The Truth About Affirmative Action in Employment
- trishalaparmar6
- Jan 7
- 4 min read

Affirmative action in employment is often mischaracterized, fueling confusion about its purpose and scope. There’s a common and harmful misconception that Executive Order 11246 requires employers to meet race-based quotas in their hiring practices, but this is incorrect – such quotas are prohibited by law. Understanding what employment-based regulations are and, importantly, the policies it enforces, is vital for our country and for the American workplace.
The OFCCP focuses on eliminating discriminatory employment practices and removing barriers to equal opportunity through robust outreach and recruitment for women, racial and ethnic minorities, individuals with disabilities, and protected veterans.

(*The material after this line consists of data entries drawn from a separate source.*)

PR #651, opened 2019-02-08
Fix Node._findSchema()

AdamVig:
The static method `Node._findSchema()` returns incorrect results sometimes. I added some tests that exercise the method to show the situations it fails in, and will hopefully be able to fix the method early next week.

### DIFF
--- a/package-lock.json
+++ b/package-lock.json
@@ -15,10 +15,40 @@
       "integrity": "sha1-ujpCMHCOGGcFBl5mur3Uw1z2ACg=",
       "dev": true
     },
+    "abab": {
+      "version": "2.0.0",
+      "resolved": "https://registry.npmjs.org/abab/-/abab-2.0.0.tgz",
+      "integrity": "sha512-sY5AXXVZv4Y1VACTtR11UJCPHHudgY5i26Qj5TypE6DKlIApbwb5uqhXcJ5UUGbvZNRh7EeIoW+LrJumBsKp7w==",
+      "dev": true
+    },
     "acorn": {
       "version": "3.3.0",
       "resolved": "https://registry.npmjs.org/acorn/-/acorn-3.3.0.tgz",
       "integrity": "sha1-ReN/s56No/JbruP/U2niu18iAXo=",
+      "dev": true
+    },
+    "acorn-globals": {
+      "version": "4.3.0",
+      "resolved": "https://registry.npmjs.org/acorn-globals/-/acorn-globals-4.3.0.tgz",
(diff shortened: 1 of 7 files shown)


AdamVig:
@josdejong I wouldn't merge this yet because the tests are failing. I will push further commits on this branch to fix the broken method.

josdejong:
Thanks @AdamVig for diving into this! I guess `jsdom` will be a devDepencency?

AdamVig:
@josdejong You are welcome. Yes, `jsdom` will be a dev dependency.

AdamVig:
@josdejong Ready for review.

josdejong:
Thanks, will do testing and review coming weekend. So I guess you found the issue making `_findSchema` not work correctly in all cases?

AdamVig:
@josdejong Thanks, sounds good.

Yeah, I found and fixed two issues:
1. With a property whose schema was in `patternProperties`, the function would always return the schema defined last in the `patternProperties` object. This was fixed by checking if the current property matches any of the regular expressions defined in the `patternProperties` object and returning the schema if the property matches.
2. With a schema that has both `properties` and `patternProperties`, a schema from within `patternProperties` would be returned sometimes for a property whose schema was in `properties`. This was fixed by adding a check to the `patternProperties` conditional.

josdejong:
wow, that's great!

AdamVig:
It is definitely possible that in fixing these two issues I may have created new issues, but since there are no pre-existing automated tests it is difficult to tell. I tested the library from this branch in an internal application at my company and it fixed the bug I was seeing, and seemed to work correctly otherwise, but I didn't conduct an in-depth test.

It might be better in the future to replace the `Node._findSchema` method with an external library that has its own suite of unit tests, because walking JSON schema accurately is difficult and prone to bugs. I found two options: [`json-schema-traverse`](https://github.com/epoberezkin/json-schema-traverse/) by the `ajv` guy and [`json-schema-walker`](https://github.com/cloudflare/json-schema-tools/tree/master/workspaces/json-schema-walker) by Cloudflare. Both are focused on traversal rather than finding subschemas, but it might be relatively easy to repurpose either of them to work for finding subschemas.

josdejong:
Thanks again starting to create unit tests, the library hardly has any unit tests, this helps a lot.

It would indeed be a good step see whether we can use an external library for all the JSON Schema related logic (like we do use Ajv instead of reinventing the wheel).

josdejong:
@AdamVig your fixes are now available in `v5.29.0`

The agency makes reference to affirmative action under a different meaning – as a “goal” which simply requires a contractor to take action and demonstrate a good faith effort that it engaged in positive outreach to try and attract more qualified candidates, including diverse applicants.
However, once candidates apply for a position, a contractor cannot use race or sex as a factor but must hire based on merit. It is important to understand that any employment practice that gives preference to one group over another is plainly illegal under EO 11246. And, yes, EO 11246 protects whites and males just as it does other groups. This is about nondiscrimination and equal opportunity, not unlawful quotas.
“Any employment practice that gives preference to one group over another is plainly illegal under EO 11246.”
If the structures that uphold nondiscrimination in government hiring are eliminated, it would be to the detriment of historically under-represented groups, as well as whites and males. Supporters of the elimination of affirmative action should know that their own employment protections are at risk.
Why?
The Fine Print on Non-Discrimination and Affirmative Action
Federal contractors must abide by non-discrimination and affirmative action requirements and are subject to compliance audit by the Department of Labor’s OFCCP. These regulations derive from EO. 11246 on nondiscrimination in government contractor hiring, Section 503 of the Rehabilitation Act, and the Vietnam Era Veterans' Readjustment Assistance Act. OFCCP defines a contractor’s affirmative action obligations as a requirement to ensure that applicants and employees are treated without regard to their race, ethnicity, religion, sex, disability, status as a veteran, and other protected categories. As the great majority of Americans agree, the notion of nondiscrimination and equal opportunity in hiring and employment is not controversial.
Affirmative action in this context does not mean hiring or promoting based on quotas, set-asides, or preferential treatment. It is explicitly illegal to do that. A review of OFCCP’s public enforcement database and recent settlements demonstrates that the agency does not require nor enforce a quota system and places most of its enforcement efforts on rooting out systemic discrimination in employment, including discrimination against whites and males.
In fact, in a review of enforcement data from 2004-2024, OFCCP has never found a federal contractor in violation for not meeting an affirmative action goal. OFCCP’s enforcement efforts have been focused on identifying and remedying systemic discrimination. Since 2019, OFCCP recompensed 163,257 alleged victims of discrimination. This includes back pay, front pay, benefits, and more, paid directly to the alleged victims. While most of the alleged victims of intentional discrimination were women and blacks, the third most alleged victims of discrimination were whites and males. OFCCP recompensed 24,514 whites and males who were awarded settlements for alleged discrimination in hiring and compensation.
Don’t Confuse This With DEI
Some individuals might interpret the enforcement statistics highlighting alleged discrimination against whites and males as due to corporate Diversity, Equity, and Inclusion (DEI) initiatives. A careful review of OFCCP settlements noted above shows no evidence that the alleged discriminatory practices were due to the organization’s DEI efforts.
"OFCCP recompensed 24,514 whites and males who were awarded settlements for alleged discrimination in hiring and compensation."
Affirmative Action Improves Employment Practices
In addition, there is clear evidence that contractors who engage in affirmative action are less likely to engage in discriminatory practices. A recent study by researchers at the University of Chicago and Berkley conducted an experiment on approximately 100 of the largest companies in the U.S. The researchers submitted resumes with equivalent qualifications but different demographic and personal characteristics. They changed applicant names that might suggest they were part of a particular racial/ethnic group or sex (e.g., Amy vs. Adam or Lamar vs. Adam).
Overall, the study found that employers contacted the presumed white applicants 9.5% more often than presumed Black applicants with similar qualifications. However, the researchers concluded that federal contractors subject to OFCCP’s requirements were less likely to have discriminatory hiring practices.
Most Americans agree that discrimination in employment is unacceptable. Yet, the data and research are clear: discrimination in the U.S. still exists. EO 11246 and OFCCP have a positive impact on ensuring nondiscrimination in employment. Affirmative action is not a quota system. All protected groups, including whites and males, are covered, and compliance with OFCCP regulations requires effective and non-discriminatory employment practices. If EO 11246 and OFCCP are eliminated, it would be to the determinant of everyone in the American workforce, including historically under-represented groups, whites, and males.